Our results may have important implications for the understanding and effective treatment of childhood maltreatment and associated psychopathology. Adults with a history of childhood maltreatment may exhibit exaggerated responses to interpersonal physical contact, which in turn may affect their psychosocial functioning in daily life. Hypersensitivity and sensory avoidance have been linked to social withdrawal and an inability to initiate relationships (
40). Moreover, hyperresponsiveness to touch was found to fully mediate social impairments in autism spectrum disorder (
19), suggesting that sensory dysregulations in the tactile domain may confer vulnerability to interpersonal difficulties.
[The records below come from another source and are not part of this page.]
PR #655, opened 2022-03-29
[Staged Recipes Integration] `ScheduledModifierManager` adds "framework metadata" to new metadata.

dbogunowicz:
This diff grants the `ScheduledModifierManager` the ability to insert "framework metadata" to incoming metadata.
The logic is as follows:
If new metadata is `None`, no framework metadata is added to it.
If new metadata is not `None` and there is no previous framework metadata: we add metadata.
If new metadata is not `None` and there is previous framework metadata: we overwrite previous framework metadata while raising a warning that we have done so.

Open questions:
- experiencing a bug regarding circular imports when fetching sparse ml version `from src.sparseml import version_base`. Did not spend too much time investigating, we can fix it before the merge or during our tri-weekly meeting.
- I am still not sure whether metadata=None should be equivalent to ignoring framework metadata insertion. Let's discuss that.

### DIFF
--- a/src/sparseml/optim/helpers.py
+++ b/src/sparseml/optim/helpers.py
@@ -16,11 +16,14 @@
 Helper functions for base Modifier and Manger utilities
 """
 import json
+import platform
 import re
 import warnings
 from contextlib import suppress
+from copy import deepcopy
 from typing import Any, Dict, Optional, Tuple, Union
 
+import torch
 import yaml
 
 from sparseml.utils import (
@@ -30,6 +33,13 @@ from sparseml.utils import (
 )
 from sparsezoo import Zoo
 from sparsezoo.objects import Recipe
+
+
+# from src.sparseml import version_base
+
+# having circular dependency problem with the
+# line above, hack for now
+version_base = "0.12.0"
 
 
 __all__ = [
@@ -569,6 +579,41 @@ def _check_warn_dict_difference(original_dict, new_dict):
     return new_dict
 
 
+def _add_framework_metadata(metadata, is_metadata_staged):
+    framework_metadata = {
+        "python_version": platform.python_version(),
+        "torch_version": torch.__version__,
+        "sparseml_version": version_base,
+    }
+    if is_metadata_staged:
+        for stage_name, stage_value in metadata.items():
+            shared_keys = set(stage_value.keys()).intersection(
+                set(framework_metadata.keys())
+            )
+            if shared_keys:
+                warnings.warn(
+                    "Overwriting metadata stage "
+                    f"(stage name: {stage_name}) key(s) {shared_keys} "
+                    "with new value(s) "
+                    f"{ {k:v for k,v in framework_metadata.items() if k in shared_keys} }"  # noqa E501
+                )
+            _stage_value = deepcopy(stage_value)
+            _stage_value.update(framework_metadata)
+            metadata[stage_name] = _stage_value
+    else:
+        shared_keys = set(metadata.keys()).intersection(set(framework_metadata))
+        if shared_keys:
+            warnings.warn(
+                "Overwriting metadata "
+                f"key(s) {shared_keys} "
+                f"with new value(s) "
+                f"{ {k: v for k, v in framework_metadata.items() if k in shared_keys} }"  # noqa E501
+            )
+        metadata.update(framework_metadata)
+
+    return metadata
+
+
 def validate_metadata(metadata: dict, yaml_str: str) -> dict:
     """
     Compare the metadata (previous_metadata) carried over from the recipe
@@ -577,6 +622,11 @@ def validate_metadata(metadata: dict, yaml_str: str) -> dict:
     If attempting to overwrite previous metadata with the new metadata,
     the script throws a warning and overwrites the previous metadata.
     Otherwise, it propagates the new metadata in the correct form.
+
+    Note: the function `_add_framework_metadata`, only gets executed if
+        `metadata` evaluates to True. This means that if e.g. we pass
+        `metadata = None`, framework metadata will not be added to the
+        output of this function.
 
     :param metadata: New metadata
     :param yaml_str: String representation of the recipe YAML file,
@@ -611,9 +661,16 @@ def validate_metadata(metadata: dict, yaml_str: str) -> dict:
                         checkpoint_metadata[stage_name] = _check_warn_dict_difference(
                             container[stage_name][RECIPE_METADATA_KEY], metadata
                         )
+                checkpoint_metadata = _add_framework_metadata(
+                    metadata=checkpoint_metadata, is_metadata_staged=True
+                )
             else:
                 checkpoint_metadata = _check_warn_dict_difference(
                     container[RECIPE_METADATA_KEY], metadata
+                )
+
+                checkpoint_metadata = _add_framework_metadata(
+                    metadata=checkpoint_metadata, is_metadata_staged=False
                 )
 
         return (
@@ -624,6 +681,9 @@ def validate_metadata(metadata: dict, yaml_str: str) -> dict:
 
     else:
         if metadata:
+            metadata = _add_framework_metadata(
+                metadata=metadata, is_metadata_staged=False
+            )
             return (
                 {
                     stage_name: metadata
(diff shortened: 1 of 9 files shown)


bfineran (changes requested):
looks good overall - main change I'd like to propose is adding the framework metadata at the manager level (before or after `validate_metadata`) just to make this a little less "hidden" since it will affect all metadata writes

dbogunowicz:
@bfineran 

Very good point about pushing the `add_framework_metadata` functionality to the manager level. I have decided to insert the function just after `validate_metadata`. This is mainly because the output of `validate_metadata` has a unified structure, regardless of whether the processed yaml recipe was staged or not. It always ends up being Dict[str, Dict], which helps reduce the boilerplate code in `add_framework_metadata`.

I have also decided to alter `add_framework_metadata` s.t. the returned metadata always contains the framework metadata. Previously, if the metadata for a stage was `None`, I skipped adding the framework metadata, but I find it silly after reconsideration. I am quite confident that from now on we will rarely encounter "empty" metadata, and by default always adding framework metadata is the correct thing to do.

src/sparseml/optim/helpers.py
```diff
@@ -16,13 +16,17 @@
...
 """
 import json
+import platform
 import re
 import warnings
 from contextlib import suppress
+from copy import deepcopy
 from typing import Any, Dict, Optional, Tuple, Union
 
+import torch
```
bfineran, line 26: cannot have a torch specific import in the generic helpers file (ie `keras` and `tensorflow` managers won't work with this), will suggest a small change to `add_framework_metadata` to support adding in extra framework specific metadata

src/sparseml/optim/helpers.py
```diff
@@ -569,6 +574,44 @@ def _check_warn_dict_difference(original_dict, new_dict):
     return new_dict
 
 
+def add_framework_metadata(metadata: Dict[str, Dict]) -> Dict[str, Dict]:
```
bfineran, line 577:
```suggestion
def add_framework_metadata(metadata: Dict[str, Dict], **extra_metadata) -> Dict[str, Dict]:
```
let's do something like this where each framework will pass in their specific version and then update the metadata dict with this metadata as well

i.e. for pytorch it will pass `add_framework_metadata(metadata, torch=torch.__version__)`

src/sparseml/optim/helpers.py
```diff
@@ -569,6 +574,44 @@ def _check_warn_dict_difference(original_dict, new_dict):
...
+                    f"stage, stage name: {stage_name}"
+                    if stage_name != RECIPE_METADATA_KEY
+                    else ""
+                )
+                warning_msg = (
+                    f"Overwriting metadata {warning_if_stage} key(s) "
+                    f"{shared_keys} with new value(s) "
+                    f"{ {k:v for k,v in framework_metadata.items() if k in shared_keys} }"  # noqa E501
+                )
+                warnings.warn(warning_msg)
```
bfineran, line 607: nit: use logger.warning instead of warnings

src/sparseml/optim/helpers.py
```diff
@@ -569,6 +574,44 @@ def _check_warn_dict_difference(original_dict, new_dict):
...
+            _stage_value = deepcopy(stage_value)
```
bfineran, line 608: nit: prefer not to name locally scoped variables with a `_` prefix

bfineran (changes requested):
looking good. question:

so for recipes with existing metadata and no new metadata passed in, we don't want to override the metadata (ie for checkpoint recipes) how do we make sure that we don't inject the framework metadata here?
Later on would also be nice to add a check that the checkpoint metadata matches the framework metadata, but we can add that in later

one more thought is we could nest the framework metadata into the metadata dicts so that they will be easier to track and contain for later (can also nest the integration specific metadata)

src/sparseml/optim/helpers.py
dbogunowicz: good catch, i will apply it to `_check_warn_dict_difference` as well.

dbogunowicz:
@bfineran great catches and good point on the logic of injection of framework metadata. I have a proposal of the solution for this issue ready and will propose it to you during our meeting today.

Once this is resolved, this PR will be ready for the next review. The nits, as well as the request to have framework metadata nested have been addressed it the recent commit.

dbogunowicz:
@bfineran ready for the next round.

src/sparseml/pytorch/optim/manager.py
```diff
@@ -281,14 +284,25 @@ def from_yaml(
...
+        validated_metadata = validate_metadata(metadata, yaml_str)
 
-        manager = ScheduledModifierManager(modifiers=modifiers, metadata=metadata)
+        if metadata is not None:
+            logging.info(
+                "The new `metadata` has been passed to the manager. "
+                f"This will change the metadata in the recipe {file_path}"
+                f"including updating the metadata key {FRAMEWORK_METADATA_KEY} "
+                "to reflect your current setup."
+            )
```
bfineran, line 298: instead of this log, let's just do an info log after the metadata is complete that prints out the entire metadata.  If new metadata is passed from the from yaml constructor, then it likely won't have the framework metadata key so does not make sense to log that we are updating it

bfineran: let's also do this for the other framework managers.

src/sparseml/pytorch/optim/manager.py
```diff
@@ -281,14 +284,25 @@ def from_yaml(
...
-
         if add_modifiers:
             modifiers.extend(add_modifiers)
 
-        metadata = validate_metadata(metadata, yaml_str)
+        validated_metadata = validate_metadata(metadata, yaml_str)
 
-        manager = ScheduledModifierManager(modifiers=modifiers, metadata=metadata)
+        if metadata is not None:
+            logging.info(
```
bfineran, line 293: nit: prefer `_LOGGER.info`

bfineran (commented):
logic looks good now.  IMO we don't need to warn so much about overwriting framework metadata because in general this will never happen since framework metadata is only added if `metadata != None` which happens for training recipes

dbogunowicz:
@bfineran example print of the log from the new method of  BaseManager` from`optim.manager.py` -> `self._info_log_metadata()` (so that you don't have to checkout my branch and test it yourself):
```
The new `metadata` has been passed to the manager. Metadata supplied to the recipe:	
{
 "stage_0": {
  "metadata": "None",
  "level": 0,
  "framework_metadata": {
   "python_version": "3.8.10",
   "sparseml_version": "0.12.0.20220407",
   "torch_version": "1.9.1+cu111"
  }
 },
 "stage_1": {
  "metadata": "None",
  "level": 1,
  "framework_metadata": {
   "python_version": "3.8.10",
   "sparseml_version": "0.12.0.20220407",
   "torch_version": "1.9.1+cu111"
  }
 },
 "stage_3": {
  "metadata": null,
  "level": 3,
  "framework_metadata": {
   "python_version": "3.8.10",
   "sparseml_version": "0.12.0.20220407",
   "torch_version": "1.9.1+cu111"
  }
 }
}
```

src/sparseml/optim/manager.py
```diff
@@ -520,6 +527,31 @@ def qat_active(self, epoch: float) -> bool:
             else False
         )
 
+    def _info_log_metadata(self):
+        logging.info(
```
bfineran, line 531: nit: create a logger object `_LOGGER` like other files in repo and switch to `_LOGGER.info`

src/sparseml/optim/manager.py
```diff
@@ -520,6 +527,31 @@ def qat_active(self, epoch: float) -> bool:
...
+            "The new `metadata` has been passed to the manager. "
+            "Metadata supplied to the recipe:\t"
+        )
+        logging.info(json.dumps(self._metadata, indent=1))
```
bfineran, line 535: to make the logging cleaner let's change to:
```python
metadata_str = json.dumps(self._metadata, indent=1)
_LOGGER.info(f"Created recipe manager with metadata {metadata_str}")
```

bfineran (commented):
quick suggestion to clean up log

bfineran (dismissed):

KSGulin (dismissed):

KSGulin (approved):

bfineran (approved):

Recent findings demonstrated that sensory profiles mediate the relationship between childhood maltreatment and health-related quality of life in patients with affective disorders (
41). Furthermore, neural hyperresponsiveness to aversive facial stimuli has been shown to predict poor treatment response in PTSD (
42). Thus, randomized clinical trials are warranted to evaluate treatment-induced changes and the predictive validity of social touch and physical proximity. Current cognitive-behavioral therapeutic approaches do not directly address these aberrant autonomic and somatic responses. Previous research has, however, demonstrated the effectiveness of massage interventions in the treatment of patients with sexual abuse (
43) and PTSD (
44). Along these lines, the use of complementary bottom-up, body-based interventions could help individuals with a history of childhood maltreatment to facilitate their participation in social interactions by learning to tolerate and enjoy the comforts of social touch in a safe environment (
45).
Limitations of this study include the co-occurrence and interrelatedness of multiple childhood maltreatment types in the sample, which hindered us from disentangling the effects of specific types of maltreatment. However, childhood family adversities are often clustered, rendering multitype maltreatment highly prevalent in the population (
39). Another limitation is the retrospective and self-report nature of childhood maltreatment assessment, which may be subject to negative recall bias due to current elevated levels of depression and psychological distress (
46). Although we thoroughly controlled for current depressive symptoms and subjective stress levels, a recall-related underreporting of childhood maltreatment may have influenced our results.
In conclusion, we provide first evidence that severe childhood maltreatment is associated with larger interpersonal distance preferences and adverse responses to social touch. We propose changes in early sensory processing as the underlying mechanism of these associations. This sensory dysregulation may explain why individuals with severe childhood maltreatment often suffer from difficulties in establishing and maintaining close social bonds later in life.